1930s Cartier Jump Hour Yellow Gold Replica Watch

When we came across today’s Cartier Jump Hour Yellow Gold Replica Watch , we were really blown away.  It is a Cartier from the 1930s, and it is a Jumping Hour watch.  Many people call the original Jumping Hour watches the first “digital” watches.  In fact, we even showed you an old Certina “digital” from 1936 that the brand themselves claim to be the very first in existence.  The only problem with that is, this Cartier Jump Hour is circa 1931, a good half-decade before the Certina was released (uh oh Swatch, what do you have to say about that??).

We have featured a wandering hour watch and even a crazy, crazy hours watch, but one of the most common non-traditional configurations for a watch is the jumping hour (here is a great modern jumping hour from Perrelet).  They still are not that common, and vintage Cartiers that peak our interest aren’t that common either.

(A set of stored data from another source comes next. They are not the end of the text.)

PR #865, opened 2024-02-07
Add `module_name` method for method name processing

### LINKED ISSUE #337: Refactor the module name generation
**Problem:**
Running a proof which has array types in its definition leads to a crash like 
```sh
 _kore_module = kflatmodule_to_kore(                                                                                                                                                                     
  File "/nix/store/s5dgc4ryqifwbdv9bwjfvxmq8kpr0l76-python3.10-pyk-0.1.613/lib/python3.10/site-packages/pyk/konvert.py", line 424, in kflatmodule_to_kore                                                   
    return Module(name=kflatmodule.name, sentences=(imports + kore_axioms))                                                                                                                                 
  File "/nix/store/s5dgc4ryqifwbdv9bwjfvxmq8kpr0l76-python3.10-pyk-0.1.613/lib/python3.10/site-packages/pyk/kore/syntax.py", line 2138, in __init__                                                         
    name = Id(name)                                                                                                                                                                                         
  File "/nix/store/s5dgc4ryqifwbdv9bwjfvxmq8kpr0l76-python3.10-pyk-0.1.613/lib/python3.10/site-packages/pyk/kore/syntax.py", line 36, in __init__                                                           
    self._check(value)                                                                                                                                                                                      
  File "/nix/store/s5dgc4ryqifwbdv9bwjfvxmq8kpr0l76-python3.10-pyk-0.1.613/lib/python3.10/site-packages/pyk/kore/syntax.py", line 42, in _check                                                             
    raise ValueError(f'Expected identifier, got: {value}')                                                                                                                                                  
ValueError: Expected identifier, got: M-TEST-OPTIMISMPORTALKONTROL-TEST-FINALIZEWITHDRAWALTRANSACTION-PAUSED-UINT256-ADDRESS-ADDRESS-UINT256-UINT256-BYTES-UINT256-BYTES32-BYTES32-BYTES32-BYTES32-BYTES[]-0
-DEPENDS-MODULE 
```
This happens because the brackets `[]` are not accepted in the module name pattern in pyk.
```python
_PATTERN_STR: ClassVar = "[a-zA-Z][0-9a-zA-Z'-]*"
```
In addition, the module name is generated by taking the name of the function and the name of all the arguments, which in case of dynamic arrays, can get pretty big.

A few suggestions:
- module names are generated here: https://github.com/runtimeverification/pyk/blob/272bc8cbcb61b82e1e0ad4fc3669812de213a936/src/pyk/proof/reachability.py#L668
- write a new function in pyk that generates a valid module name given some inputs
- refactor the module name to be `M-CONTRACT-NAME-FUNCTION-NAME-HASH-OF-ARGS` or `M-CONTRACT-NAME-FUNCTION-SELECTOR`, where `FUNCTION-SELECTOR` is the first 4 bytes of the signature hash.

palinatolmach:
Addresses https://github.com/runtimeverification/kontrol/issues/337. 

This PR adds property `module_name` to `APRProof`, which transforms the `proof.id` into a valid module name by escaping illegal characters. It also adds substitution of `[` and `]` with `bkp`.

~This PR adds static method `make_module_name` to `KFlatModule`, which transforms the `proof.id` into a valid module name by escaping illegal characters. It also adds substitution of `[` and `]` with `-bkp-`. It also adds a unit test for `make_module_name`.~


src/pyk/kast/outer.py
```diff
@@ -814,6 +815,12 @@ def is_not_actually_function(label: str) -> bool:
             prod.klabel and is_not_actually_function(prod.klabel.name)
         )
 
+    @staticmethod
+    def make_module_name(proof_id: str) -> str:
+        return 'M-' + re.sub(
+            r'[\[\]]|[_%().:,]+', lambda match: '-bkt-' if match.group(0) in ['[', ']'] else '-', proof_id.upper()
+        )
```
tothtamas28, line 822: Valid KAST module names are those that match the following regex:

```regex
#?[a-zA-Z0-9_]+(-[a-zA-Z0-9_]+)*
```

In particular, a dash is not allowed to be followed by another dash. However, e.g. for input `[`, the output of this function is `M--bkt-`, which is not valid.

src/pyk/proof/reachability.py
```diff
@@ -665,7 +664,7 @@ def _inject_module(module_name: str, import_name: str, sentences: list[KRuleLike
                 dependencies_as_rules.append(apr_subproof.as_rule(priority=20))
         circularity_rule = proof.as_rule(priority=20)
 
-        module_name = 'M-' + re.sub(r'[_%().:,]+', '-', self.proof.id.upper())
+        module_name = KFlatModule.make_module_name(self.proof.id)
```
tothtamas28, line 667: This is a KORE module name, which is validated by a different grammar:

```regex
[a-zA-Z][a-zA-Z0-9'-]*
```

For example, `a'` is valid KORE but not valid KAST. On the other hand, `_` is valid KAST but not valid KORE.

palinatolmach: Oh I see, thanks! Should I move this function out of `KFlatModule` (e.g., into `APRProof`)? Would it make it more consistent with it being a KORE module name?

src/pyk/kast/outer.py
palinatolmach: But is it valid KORE? I haven't observed any errors due to the presence of `--` (but I can of course remove it nevertheless).

src/pyk/proof/reachability.py
palinatolmach: Understood, thank you @tothtamas28 for the explanation! I don't think it's used (nor is intended to be used) anywhere else, so I extracted it into a property in `APRProof` in https://github.com/runtimeverification/pyk/pull/865/commits/ee69304a4788af1fe587c8390dcdb60ab25cb227. I opted for a property instead of a static function, as the module name is calculated based on the same proof's `id`, but if you'd recommend to make it a private function, please let me know and I'll do that instead.

anvacaru (commented):
This looks good to me but I would like someone else to review as well.

ehildenb (approved):
I'm approving to unblock, but please add some unit tests for this one (inspired by real uses ideally) so that we can add to the testing harness later as we discover more problems.

That may require making it so that this is actually a `staticmethod` of `KFlatModule` (which does the regex substitution and the `_.upper()`), and then is re-exposed as this `property` here.

palinatolmach:
Thanks @ehildenb and @anvacaru! I added (but then removed) a unit test for the static method testing the same regex: https://github.com/runtimeverification/pyk/pull/865/commits/3c478d71d75002c6971ac3664e7e083234508bd3. I'll test this PR locally on the Optimism proof to make sure it works and will merge it so we can unblock the dynamic types support in Kontrol for the engagement; and I'll open a separate PR with a unit test so we can discuss where to place it etc.

anvacaru (approved):

src/tests/unit/test_proof.py
```diff
@@ -219,6 +220,25 @@ def test_apr_proof_from_dict_heterogeneous_subproofs(proof_dir: Path) -> None:
     assert proof.dict == proof_from_disk.dict
 
 
+MODULE_NAME_TEST_DATA: Final = (
+    ('sq-bracket', 'TEST-KONTROL-TEST-UINT256-BYTES[]-0', 'M-TEST-KONTROL-TEST-UINT256-BYTESbktbkt-0'),
+    ('underscore', 'TEST_KONTROL_%)_UINT256-1', 'M-TEST-KONTROL-UINT256-1'),
```
tothtamas28, line 225: One more thing to consider: in the ideal case your mapping should be injective, otherwise name clashes might occur.

You can also weaken this requirement and say it is injective w.r.t. a reasonable subset of inputs, and the user has to come up with weird inputs to make a clash.

palinatolmach: Created an issue: https://github.com/runtimeverification/pyk/issues/867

So this Cartier may or may not be the very first Jump hour (blanket statements, especially in horology, are very difficult to validate), but that is not the reason we were so drawn to it.  The inscription on the back of thie Cartier Jump Hour Replica Watch really pulls at you.  It reads “RLDM” in the middle of a square made whose sides are made up of four middle eastern cities: Jerusalem, Beirut, Damascus, and Petra.

The first three cities most of you are familiar with, while Petra we bet we can give you a few hints and you’ll be right there with us.  Hint #1: It’s in Jordan. Hint #2: Sean Connery almost died there. Hint #3: Click here

Yes that’s right, Petra is probably best known to most of us as the location of the final scene of Indiana Jones and the Last Crusade.  But what was Petra like in the 1930s?  And what was Jerusalem, Beirut, and Damascas like in the 1930s for that matter?  It really makes you wonder who/what “RLDM” was and why these four cities were significant.

Another interesting point of this watch is that it was produced during the time that Cartier had an alliance with Edmond Jaeger (or Jaeger-LeCoultre) and this watch’s movement is signed “The European Watch and Clock Company”, which was the name for that Cartier-only branch of JLC movements.  The clasp, however, is signed “EJ” for Edmond Jaeger.

This watch is supremely interesting, from the jumping hour mechanism to the alluring inscription the JLC-made movement, it’s a shame that it was already sold back in 2008 at a Christies’ auction for $29,000.

That said, you never know if and when a watch like this will come up again for sale, and it just might.  If it does, you can be sure we’ll let you know about it.